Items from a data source
PR #949, opened 2026-08-27
fix(bridge): fill in an EDT's inherited StringSize instead of the type default

kklyandev:
## Issue

`get_object_info(objectType="edt", name="ItemFreeTxt")` reports `StringSize` **10**. The real size is **1000**, inherited from `ItemFreeTxtBase`.

`IMetadataProvider` returns an EDT exactly as its own XML declares it and does not fill in what it inherits. When a derived string EDT declares no `StringSize`, the instance reports the `AxEdtString` constructor default of 10 rather than the inherited size. `ItemFreeTxt` reads back as 10 and is really 1000; `ItemId` and `CustAccount` read back as 10 and are really 20.

The table reader carried the same defect at `MapField`, and is the higher-traffic consumer: across ten core tables, **310 of 564 string fields (55%)** reported the wrong size. `InventTable.ItemId` said 10 against a real 20; `InventTable.AltConfigId` said 10 against a real 50.

Two rules constrain any fix, both measured against 10.0.2645 rather than assumed:

- **A derived EDT can declare its own `StringSize`**, and 228 in the shipped corpus do (`InvoiceId` declares 50 over `Num`'s 20). The platform permits it when the base carries `StringSizeIsExtensible = Yes`. A declared value is authoritative and must survive.
- **A declared value does not always win.** Over the 182 derived EDTs that declare a size and have a declaring ancestor: with `StringSizeIsExtensible = Yes` the declaration wins in either direction (`CustInvoiceId` keeps 20 under `InvoiceId`'s 50); otherwise a declared value *smaller* than the nearest declaring ancestor's loses to it (4 EDTs — `PartyName` declares 100 under `DirPartyName`'s 160 and is 160, plus `ITMJourneyId`, `TAMRebateInvoice`, `PSNPurchasingCardProviderName`). No `Auto`-and-larger EDT ships, so that direction is unverified and the fix assumes nothing about it.

The value an undeclared child takes comes from the **nearest** ancestor that declares one, not the root: `CorrectedInvoiceId_RU` → `InvoiceId(50)` → `Num(20)` resolves to 50.

## Fix

Defer to the metamodel's own resolvers rather than reimplementing the rules above:

- `ReadEdt` calls `MetaEdtExtensions.ResolveVirtualProperties`
- `MapField` calls `MetaTableFieldExtensions.GetStringSize`

Both are passed `isFlightEnabled: false`, which is not a detail. With `true`, an EDT-level read of `CustInvoiceId` returns 50 while the field-level resolver returns 20 for `CustInvoiceJour.InvoiceId` — a field typed with that very EDT — so the bridge would contradict itself between `get_object_info(edt)` and `get_object_info(table)`. With `false` the two agree at 20. The flag changes nothing for any of the broken cases (`ItemFreeTxt` 1000, `ItemId` 20, `AccountNumber_IN` 20 under either value).

Each has a hand-rolled fallback, because the bridge is compiled against one environment's Microsoft assemblies and loaded against another's, where the helper may be absent. The fallback fills in **only** an undeclared size, from the nearest declaring ancestor — that rule matched the resolver on 148 of 148 affected EDTs. It deliberately does not reproduce the override rule for a declared-but-smaller value: leaving a declared number alone is the honest failure mode, and that case covers 4 EDTs corpus-wide. The field-level fallback latches off after the first failure so a missing helper cannot emit one warning per string field per table read.

Mutating the returned instance is safe — the `DiskProvider` deserializes a fresh object on every `Read`, verified by reference-comparing two reads, so nothing leaks into a later read or into the write path.

`NoOfDecimals` is left alone throughout. It looks similar but is not virtual: a child real EDT may declare its own (`AccruedAmountMST_IT` declares 2 while its base reports -1), so copying an ancestor's would overwrite a real local value.

Also fixed on the way: the "not set" sentinel for `DisplayLength` is **-1, not 0**, so the old `== 0` test never fired and every EDT without a local `DisplayLength` (24,446 of 25,332) reported -1.

Reporting changes:

- The EDT report names where the number came from — `| String Size | 1000 (inherited from ItemFreeTxtBase) |` — and says nothing when the number is the EDT's own. A `Root EDT` row is added for orientation in multi-level hierarchies.
- The SQLite fallback used to omit `String Size` entirely for derived EDTs (12,354 of 25,332 indexed EDTs declare none) and now walks `edt_metadata.extends` to the nearest declaring ancestor. It cannot see `StringSizeIsExtensible`, so the override rule is documented as a known limitation of that path.

Every figure above comes from the metamodel resolvers against 10.0.2645 — the same source the compiler uses, but not an independent oracle. None of it was cross-checked against live SQL column widths.

### DIFF
--- a/bridge/D365MetadataBridge/Models/Models.cs
+++ b/bridge/D365MetadataBridge/Models/Models.cs
@@ -1,4 +1,4 @@
-using System.Collections.Generic;
+﻿using System.Collections.Generic;
 using System.Text.Json.Serialization;
 
 namespace D365MetadataBridge.Models
@@ -255,6 +255,14 @@ namespace D365MetadataBridge.Models
         [JsonPropertyName("extends")]
         public string? Extends { get; set; }
 
+        /// <summary>
+        /// Root of the Extends chain, or null for a root EDT. Reported for orientation in a
+        /// multi-level hierarchy; it is not necessarily the element that declares the
+        /// StringSize -- see StringSizeInheritedFrom for that.
+        /// </summary>
+        [JsonPropertyName("rootEdt")]
+        public string? RootEdt { get; set; }
+
         [JsonPropertyName("label")]
         public string? Label { get; set; }
 
@@ -263,6 +271,14 @@ namespace D365MetadataBridge.Models
 
         [JsonPropertyName("stringSize")]
         public int? StringSize { get; set; }
+
+        /// <summary>
+        /// Ancestor the reported StringSize came from. Null when the number is what this EDT's
+        /// own XML declares. Set both when the EDT declares nothing (the common case) and when
+        /// an ancestor's value overrode one the EDT did declare.
+        /// </summary>
+        [JsonPropertyName("stringSizeInheritedFrom")]
+        public string? StringSizeInheritedFrom { get; set; }
 
         [JsonPropertyName("referenceTable")]
         public string? ReferenceTable { get; set; }
--- a/bridge/D365MetadataBridge/Models/Models.cs
+++ b/bridge/D365MetadataBridge/Models/Models.cs
@@ -1,4 +1,4 @@
-﻿using System.Collections.Generic;
+using System.Collections.Generic;
 using System.Text.Json.Serialization;
 
 namespace D365MetadataBridge.Models
@@ -256,9 +256,13 @@ namespace D365MetadataBridge.Models
         public string? Extends { get; set; }
 
         /// <summary>
-        /// Root of the Extends chain, or null for a root EDT. Reported for orientation in a
-        /// multi-level hierarchy; it is not necessarily the element that declares the
-        /// StringSize -- see StringSizeInheritedFrom for that.
+        /// Root of the Extends chain. Reported for orientation in a multi-level hierarchy; it is
+        /// not necessarily the element that declares the StringSize -- see StringSizeInheritedFrom
+        /// for that.
+        ///
+        /// Null for a root EDT, and also null when the chain could not be walked to its end -- a
+        /// dangling Extends or a cycle -- because the last ancestor reached is not the root and
+        /// naming it as one would be a wrong answer rather than a missing one.
         /// </summary>
         [JsonPropertyName("rootEdt")]
         public string? RootEdt { get; set; }
--- a/bridge/D365MetadataBridge/Services/MetadataReadService.cs
+++ b/bridge/D365MetadataBridge/Services/MetadataReadService.cs
@@ -438,7 +438,7 @@ namespace D365MetadataBridge.Services
 
             try { var mi = prov.Tables.GetModelInfo(tableName); if (mi?.Count > 0) result.Model = mi.First().Name; } catch { }
 
-            try { foreach (var f in table.Fields) result.Fields.Add(MapField(f)); } catch (Exception ex) { Warn("fields", tableName, ex); }
+            try { foreach (var f in table.Fields) result.Fields.Add(MapField(f, prov)); } catch (Exception ex) { Warn("fields", tableName, ex); }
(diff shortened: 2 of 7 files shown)


dynamics365ninja:
Reviewed this and pushed a follow-up commit onto the branch (c4edc63) rather than leaving a list — the C# half needed a rebuild against the metadata assemblies to prove out, and that only happens on a D365FO machine. Everything below is about how the code behaves off the platform it was measured on; the defect you found is real and the resolution rules are right.

**The two hand-rolled fallbacks could not run for the failure they exist for.** Both resolvers were called directly with the `try`/`catch` inside the method holding the call. The CLR resolves a method token when it JITs the method *containing* the call, so `MissingMethodException` surfaces at that method's own call site, one frame up, and the inner catch never fires. Measured on Framework64 v4.0.30319 against an assembly with the helper removed — the inner catch did not run and the fallback line never printed. `Program.cs:24` already documents this exact hazard and works around it with `[MethodImpl(NoInlining)]`.

Consequences were worse than the wrong number: out of `ResolveInheritedEdtProperties` it escapes into `ReadEdt`, which has no guard, and out of `EffectiveFieldStringSize` it escapes into `MapField` → the table's `try { foreach … } catch { Warn("fields", …) }`, so the table returns with its **field list truncated at the first string field**, reported as a success with one stderr line. The latch meant to bound that noise never executed either.

The compile side is the bigger one: `bin/` is gitignored and excluded from `package.json` `files`, the csproj sweeps drive letters for PackagesLocalDirectory/bin, and `bridgeClient.ts:1023` tells the user to `dotnet build` — the bridge is compiled on each user's own machine. On a platform without the helper a direct call is `CS0117`, so that user gets **no bridge at all**, where today they get one reporting 10. Both helpers are now bound by name through reflection (the precedent is already in this file, at the patterns-DLL load), so absence becomes `helper == null` → the fallback, announced once, and the project still compiles.

**Also found while fixing it:** `FindInheritedStringSize` called `PickProvider` unguarded, and `PickProvider` *throws* by design when a provider fails — deliberately, so a single-kind lookup can never report "does not exist" for "could not look". Here it decorates a read that already succeeded, so that throw could fail a good EDT read, or a whole table's field list, over an ancestor nobody asked about.

The rest, briefly:

- **`RootEdt` could be wrong rather than missing.** It was the last ancestor *reached*; a chain broken by a dangling `Extends` or a cycle ends at something that is not the root. Verified live: `AccruedAmountMST_IT → AmountMST → MoneyMST` (no AxEdt file) now reports no root instead of `AmountMST`. Tracked as `ChainComplete`.
- **`StringSizeInheritedFrom` took its number from Microsoft's resolver and its attribution from our own walk**, with nothing checking the two agree, so the label could credit an ancestor declaring something else. Dropped when they disagree; the number stands.
- **The field-level latch** turned any exception into a permanent process-wide downgrade. Absence is handled by the binding now, so what reaches the catch is a per-field failure (a dangling `ExtendedDataType`) — it warns once and keeps using the resolver.
- **Chain-walk cost.** `readEdt` is a loop caller (`createD365File` issues one per distinct EDT of a new table) and every hop is a full XML deserialize; hops now read from the child's own provider first and only pay the two-provider `Exists` probe on a miss.
- **The 10-is-unset argument** was measured for EDTs and only assumed for fields — said so where the assumption lives.
- **Node side:** both SQLite modes walked the same chain with two separate loops and the same two stop conditions, and hierarchy mode showed only what each level *declares*, i.e. nothing for the EDT the caller asked about. They now share `walkEdtChain`, and hierarchy mode states the effective size once. That walk also stops applying `modelName` past the start row — a child in an ISV model extending a Microsoft one is the normal case, and carrying the filter up cut the chain at the first hop.
- Dropped the UTF-8 BOM `Models.cs` picked up, which lands in the attested `sourceHash`.

**Verified:** `npm run bridge:build` clean (0 warnings), attestation regenerated. The rebuilt bridge run against 10.0.2645 reproduces every case in your description — ItemFreeTxt 1000 from ItemFreeTxtBase, ItemId 20 from ItemIdBase, AccountNumber_IN 20 from ExternalAccount (not CustVendAC), PartyName 160 from DirPartyName, InvoiceId 50 with no inheritance claimed, InventTable 145 fields with ItemId 20 and AltConfigId 50 — with no warnings on stderr, so the reflection binding resolves both helpers on a current platform. 5039 tests pass; CI green.

Happy to split any of this back out if you'd rather land it separately.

> **What is expected**
In the lines above, find the word "Models" and copy each line that contains it.

> **Output of the task**
--- a/bridge/D365MetadataBridge/Models/Models.cs
+++ b/bridge/D365MetadataBridge/Models/Models.cs
 namespace D365MetadataBridge.Models
@@ -255,6 +255,14 @@ namespace D365MetadataBridge.Models
@@ -263,6 +271,14 @@ namespace D365MetadataBridge.Models
--- a/bridge/D365MetadataBridge/Models/Models.cs
+++ b/bridge/D365MetadataBridge/Models/Models.cs
 namespace D365MetadataBridge.Models
@@ -256,9 +256,13 @@ namespace D365MetadataBridge.Models
- Dropped the UTF-8 BOM `Models.cs` picked up, which lands in the attested `sourceHash`.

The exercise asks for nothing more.